South is dated; what was, sadly, acceptable in 1959 is cringeworthy in 2026. The play is rife with social pathologies of the era: racist, sexist and homophobic slurs abound; the “n word” is used liberally. A dialogue between a Black housemaid and a Black farmhand exhibits a condescending attitude on his part towards his female co-worker with her retorting “Shut your mouth, you jammie!” Some of the females in the play are portrayed as dumb flutterheads. characters make desultory remarks about men who are “different.” Regina is clearly overprotective of Jimmy, of whom she advises her fellow housemates “Don’t let that boy be alone with Jan,” and tries to stop her uncle from allowing Jan to whip Jimmy’s naked bottom as punishment for disrespecting a Black foreman. The irony is that Jimmy, more than any other character, possesses perhaps a burgeoning gay sensibility himself, displaying a visible empathy with Jan from the start.     

The kindest assessment of South is that, for good or for bad, it is “of its time”. In 1959, when no one but no one in the entertainment industry dared touch upon themes of homosexuality and “the love that dare not speak its name”, it took on these motifs with milestone boldness. Wyngardes’s performance, too, becomes a wonder. The very same over-the-top acting that sinks his performance at the play’s beginning redeems that performance and the story’s dynamics at the play’s denouement in which Jan’s heartbreak at having his love unrequited tears at his very soul. His wavering almost bleating basso, his mournful eyes reveal the depths of his pain, the hopelessness of his longing. He morphs into a creature no longer human, a translucent holograph of grief, of unspeakable suffering, his interior conflict a metaphor for the seething tensions of a country on the brink of war.      

Tragically, like all media of the time portraying gay people, this story ends with the to-be-expected death (usually by suicide) of the tormented soul, in part as a moral warning to anyone engaging in same-sex relations, in part to appease a judgmental audience, as happens with Peter McEnery as “Boy” Barrett in Victim, Shirley MacLaine’s Martha Dobie in The Children’s Hour. The attitudes of the time can only be described as unfortunate.
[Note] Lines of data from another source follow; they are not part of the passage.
PR #560, opened 2023-06-28
JCL-403: fully automating e2e setup

timea-solid:
We make use of a 'public' container in our tests to execute scenarios with unauthenticated users. For this purpose, we need to change the ACR or this container to allow http://www.w3.org/ns/solid/acp#PublicAgent to read and write from the container.
Also refactored some parts of the code.

### DIFF
--- a/integration/base/src/main/java/com/inrupt/client/integration/base/AccessGrantScenarios.java
+++ b/integration/base/src/main/java/com/inrupt/client/integration/base/AccessGrantScenarios.java
@@ -26,6 +26,7 @@ import static org.junit.jupiter.api.Assertions.assertThrows;
 import static org.junit.jupiter.api.Assertions.assertTrue;
 import static org.junit.jupiter.api.Assumptions.assumeFalse;
 
+import com.inrupt.client.Headers;
 import com.inrupt.client.Request;
 import com.inrupt.client.Response;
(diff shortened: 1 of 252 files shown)


langsamu (approved):

integration/base/src/main/java/com/inrupt/client/integration/base/AccessGrantScenarios.java
```diff
@@ -757,4 +755,25 @@ private static Stream<Arguments> provideSessions() throws SolidClientException {
...
+        final Session session = OpenIdSession.ofClientCredentials(
+                URI.create(issuer), //Client credentials
+                RESOURCE_OWNER_CLIENT_ID,
+                RESOURCE_OWNER_CLIENT_SECRET,
+                AUTH_METHOD);
+
+        authResourceOwnerClient = SolidSyncClient.getClient().session(session);
+    }
+
+    private static void createContainer(final URI publicContainerURI) {
```
NSeydoux, line 769: Should this be considered for the public API of `SolidClient`? It seems like something  a lot of users will need.

timea-solid: good point :) Will make a note about it.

But time has a way of turning what was written in the margins into the main story. The silence that Green’s play elicited from viewers and critics did not endure. The decades that followed became a slow-in-coming yet heroic dismantling of what seemed to our community permanent barricades. We moved from the quiet of the alleyway, the shadows of the Men’s Room to the explosive heat of Stonewall, transforming that “doomed morally bankrupt archetype into a brilliant blinding radicalism. Movements like Gay Liberation and ACT UP, The Sisters of Perpetual Indulgence, movies like La Cage Aux Folles, Philadelphia, last year’s Heated Rivalry would never have happened without the brave baby steps taken by a project like South. Now, as we bask in the kinder light of the 21st century, the legal victories—the marriage licenses, the protected rights—we have made ourselves a visible reality, something we knew we were all long. Gay lifestyles, gay passion, once confined to the flickering shadows of a 1959 broadcast, have been brought into the full glare of mainstream existence. We are no longer mere subplots; we are ourselves the chroniclers, the vibrant, rainbow bright standard bearers of a new age. 

Let’s then look at South today, not as a time capsule artifact, rather, a fearless risk-taking design for what would become a boundless future.